[[ Data shown open ]]
PR #82, opened 2019-07-30
DEM/mask bug-fixes/enhancements. Duplicate products now removed

sssangha:
Bug-fixes/enchancements:
1. Fixed bug in prep_dem/prep_mask which may lead to cropping inconsistent with interferometric grid when user provides custon DEM/mask.
2. In continuous_time, search for duplicate standard products, and then print warning and delete duplicate products from list.
3. Clean up sections where %overlap is computed for interferometric grid vs user bounding box in merged_productbbox

### DIFF
--- a/tools/ARIAtools/extractProduct.py
+++ b/tools/ARIAtools/extractProduct.py
@@ -593,7 +593,7 @@ def tropo_correction(full_product_dict, tropo_products, bbox_file, prods_TOTbbox
         save_shapefile(i+'.shp', bbox, 'GeoJSON')
         per_overlap=((user_bbox.intersection(open_shapefile(i+'.shp', 0, 0)).area)/(user_bbox.area))*100
         if per_overlap!=100. and per_overlap!=0.:
-            print("WARNING: Common track extent only has %d%% overlap with bbox"%per_overlap+'\n')
+            print("WARNING: Common track extent only has %d%% overlap with tropospheric product %s"%(per_overlap, i)+'\n')
         if per_overlap==0.:
             raise Exception('No spatial overlap between tropospheric product %s and defined bounding box. Resolve conflict and relaunch'%(i))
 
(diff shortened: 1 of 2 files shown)


tools/ARIAtools/extractProduct.py
```diff
@@ -596,11 +591,7 @@ def tropo_correction(full_product_dict, tropo_products, bbox_file, prods_TOTbbox
         bbox=Polygon(np.column_stack((np.array([bbox[2],bbox[3],bbox[3],bbox[2],bbox[2]]),
                             np.array([bbox[0],bbox[0],bbox[1],bbox[1],bbox[0]]))))
         save_shapefile(i+'.shp', bbox, 'GeoJSON')
-        bbox_area=open_shapefile(i+'.shp', 0, 0)
-        bbox_area=user_bbox.intersection(bbox_area)
-        bbox_area=bbox_area.bounds
-        bbox_area=(max(bbox_area[0],bbox_area[2]) - min(bbox_area[0],bbox_area[2]))*(max(bbox_area[1],bbox_area[3]) - min(bbox_area[1],bbox_area[3]))
-        per_overlap=(prods_bbox_area/bbox_area)*100
+        per_overlap=((user_bbox.intersection(open_shapefile(i+'.shp', 0, 0)).area)/(user_bbox.area))*100
```
dbekaert, line 594: Should the message below not be related to overlap warning for tropo?
Its the same message as for a regular GUNW product, so might be confusing.

sssangha: Yeah, true. How about something like this: "print("WARNING: Common track extent only has %d%% overlap with tropospheric product %s"%(per_overlap, i)+'\n')"

Where "i" points to the tropospheric product referenced in the loop?

dbekaert: yes that works.

sssangha: Ok, committed.

dbekaert (approved):

PR #84, opened 2019-07-30
New tool to create bounding box files

ehavazli:
- small script to convert google earth polygons (saved as kml file) to geojson files.


dbekaert (commented):
Looks good, perhaps someone else could do a test.
@ehavazli Would this add new requirements?

ehavazli:
> @ehavazli Would this add new requirements?

No, only gdal is required

dbekaert (approved):

PR #85, opened 2019-07-31
tsSetup bug for when orbit direction is captured.

sssangha:
On line 156, must split the actual file name for '-', as you run into issues when a user specifies a path with -'s.


dbekaert (approved):
Can you also backport?

PR #87, opened 2019-07-31
bug with duplicate product capture.

sssangha:
Backport with v1.

Looks like a bug-fix slipped through the cracks. This patches up the case where a user were to only specify two products which happened to be duplicates.


dbekaert:
@sssangha if its a backport need to commit to v1.

sssangha:
@dbekaert actually what I meant to say that this particular issue was fixed in v1, but not in dev.

dbekaert (approved):

PR #88, opened 2019-08-01
Fixed bug in prep_dem and prep_mask.

sssangha:
1. Fixed bug in prep_dem and prep_mask where the check for existing dem/mask files fails if a user specified an absolute path.
2. If user wishes to perform tropo corrections, the code now checks for the bare minimum files (unw phase and los files) to be produced, even if the user specifies no layers.


dbekaert:
Looks good, can you backport item 1 to the v1 branch?

dbekaert (approved):

PR #89, opened 2019-08-01
Backport: Fixed bug in prep_dem and prep_mask.

sssangha:
Fixed bug in prep_dem and prep_mask where the check for existing dem/mask files fails if a user specified an absolute path.


dbekaert:
@sssangha the codacy report (see under the checks of the PR) flags a few functions imports are un-used. Can you have a look as well.

sssangha:
@dbekaert ok done!

dbekaert (approved):
Looks good, if we do not need them we should also check in dev if we needed them or not.
 Can be done in a next commit.

PR #90, opened 2019-08-01
Fix bug with tropo product shapefile generation.

sssangha:
1. Fixed bug where coordinates were erroneously flipped when generating shapefiles for tropo products.
2. Removed two function calls that are no longer used.


dbekaert (approved):
looks good

PR #95, opened 2019-08-02
add environment.yml for conda create env

yunjunz:
This PR 

+ adds environment.yml file to config the ARIA-tools conda environment, with pip install h5py, so that all dependencies of ARIA-tools and mintpy/prep_aria.py can be installed in one line command as the `ARIA-tools` environment.

+ updates README.md to use `conda env create` instead of `conda create -n`


dbekaert (approved):
looks good. Thanks for the contribution @yunjunz

PR #96, opened 2019-08-06
Fix bug which unnecessarily deleted existing files.

sssangha:
In the productPlot script, existing "avgcoherence*'" files were deleted before computing average coherence rasters. This is not necessary as existing files would be overwritten, plus this would have the unintended consequence of deleting other plots the user may wish to generate in the same command-line input. E.g. if the user ran "ariaPlot.py -f 'products/S1-*' -verbose -w test_plotseparate -nt 8 --plotcoh --plotbperpcoh --makeavgoh", the requested coherence plot will be deleted by this check.

### DIFF
--- a/tools/ARIAtools/productPlot.py
+++ b/tools/ARIAtools/productPlot.py
@@ -366,13 +366,7 @@ class plot_class:
         '''
             Generate average coherence raster.
         '''
-
-        # Import functions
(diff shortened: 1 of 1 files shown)


dbekaert (approved):
Thnx for fixing this. Can you also backport?

PR #103, opened 2019-08-08
Suppress matplotlib warnings

sssangha:
Transparency warnings now suppressed in productPlot


dbekaert:
believe we merged this already so closing it.

PR #107, opened 2019-08-22
add function to plot the temporally averaged spatial coherence

bbuzzanga:


sssangha:
@bbuzz31 @dbekaert  ok, I looked over the code and it looks great! I just made some relatively minor edits to the new plotting functionality.

tools/ARIAtools/extractProduct.py
```diff
@@ -645,7 +645,7 @@ def tropo_correction(full_product_dict, tropo_products, bbox_file, prods_TOTbbox
             if os.path.exists(os.path.join(outDir,'lookAngle',product_dict[2][i][0])):
                 lookfile=gdal.Open(os.path.join(outDir,'lookAngle',product_dict[2][i][0])).ReadAsArray()
             else:
-                lookfile=gdal.Open(os.path.join(outDir,'lookAngle',product_dict[2][i][0])).ReadAsArray()
+                lookfile=gdal.Open(os.path.join(outDir,'lookAngle',product_dict[2][0][0])).ReadAsArray()
```
dbekaert, line 648: @sssangha this does not cover the case when the first product does not cover it completely. Should this not be in line with what we do for time-series?

dbekaert (approved):
spoke with Sim and confirm the issue i flagged, can be closed.

PR #204, opened 2022-07-24
fixes multiple ? in url and simplifies query string logic

kennethklee:
Found an issue when there's multiple `?` in the URL, the query string starts to repeatedly append.

for example: `http://localhost:8090/_/?#/collections?sort=-created&collectionId=106kVGvE2uxfz9X?sort=-created?collectionId=106kVGvE2uxfz9X&sort=-created?collectionId=106kVGvE2uxfz9X&sort=-id` and can keep building.

Functionality wise, it still works fine. Not sure how I go to `http://localhost:8090/_/?` in the first place but somehow I got there.

While debugging, noticed that arrays don't translate well so fixed that. And simplified the logic with native UrlSearchParams instead of string building.

Here's a note:
It looks like pocketbase builds it's URL with the querystring after the hash (since pocketbase uses hashbang for routing, it works, but isn't typical URL structure). The `getQueryString` function looks to get the query string after the hash. It can also get the query string before, but will get to an Error state if that happens (endless loop). So I removed that functionality. To add it back, you'd change line 669 to `return location.search || location.hash.split('?')[1] || '';`, but that will continue to break pocketbase.

Another tidbit:
With this, there is no harm in having a `?` prefix the query string anymore in `getQueryString`, because UrlSearchParams will handle that.

### DIFF
--- a/ui/src/utils/CommonHelper.js
+++ b/ui/src/utils/CommonHelper.js
@@ -665,15 +665,8 @@ export default class CommonHelper {
      * @return {String}
      */
     static getQueryString(url) {
-        let queryStartPos = url.indexOf("?");
-
-        if (queryStartPos < 0) {
-            return "";
-        }
-
-        let hashStartPos = url.indexOf("#");
-
-        return url.substring(queryStartPos + 1, (hashStartPos > queryStartPos ? hashStartPos : url.length));
+        let location = url ? new URL(url) : window.location;
+        return location.hash.split('?')[1] || '';
     }
 
     /**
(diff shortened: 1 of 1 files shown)


ganigeorgiev:
Hm, this is actually a little more complex than it seems. It is a result of a very early version of the admin UI, where initially I was using pretty urls and the later implementation wasn't adapted to the current router.

The position of the query string actually matters because if we put it before the hash, then every time when we call `window.location.replace` it will reload the page, so if we end up keeping it before the hash we also will have to update that portion of the code and to use the history api (ideally the position of the query string shouldn't affect the behavior of the application).

This will need to be fixed differently. After the Dart SDK, I'll try to squeeze some time and will rework the query routing (it may turn out that this part of the code may not be even necessary anymore).

kennethklee:
I can understand that.

While making this PR, I had to fight the urge to simplify the page routing -- which would have made this PR redundant.

Let me know if you want a hand in that.

ganigeorgiev:
@kennethklee Just to let you know that the manual query string parsing was removed [v0.3.4 release](https://github.com/pocketbase/pocketbase/releases/tag/v0.3.4) and we are now using `URLSearchParams` with the readonly svelte-spa-router's querystring store.

kennethklee:
huzzah! awesome

PR #207, opened 2022-07-24
use read-only scopes for github auth

satotake:
According to github's doc, `user` scope includes write access to profile info.
Read-only scope would be sufficient for this auth flow.

ref: https://docs.github.com/en/developers/apps/building-oauth-apps/scopes-for-oauth-apps


ganigeorgiev:
Thank you. Yes, `"read:user"` and `"user:email"` are sufficient enough. I've just tested with a demo GitHub OAuth2 app, both with public and private email (to trigger the additional `/emails` api call), and it works as expected.

The change will be included in v0.4.0 release.

PR #250, opened 2022-08-01
added armv7 on linux as a build target

yinshanyang:
Added `armv7` for Linux as a build target to support distribution on Raspberry Pi 2 and above.

### DIFF
--- a/.goreleaser.yaml
+++ b/.goreleaser.yaml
[[ Data shown closed ]]
Would you print exactly the lines from the first line of the entries above through the line that has "2. In continuous_time, search", both included, and stop there?

PR #82, opened 2019-07-30
DEM/mask bug-fixes/enhancements. Duplicate products now removed

sssangha:
Bug-fixes/enchancements:
1. Fixed bug in prep_dem/prep_mask which may lead to cropping inconsistent with interferometric grid when user provides custon DEM/mask.
2. In continuous_time, search for duplicate standard products, and then print warning and delete duplicate products from list.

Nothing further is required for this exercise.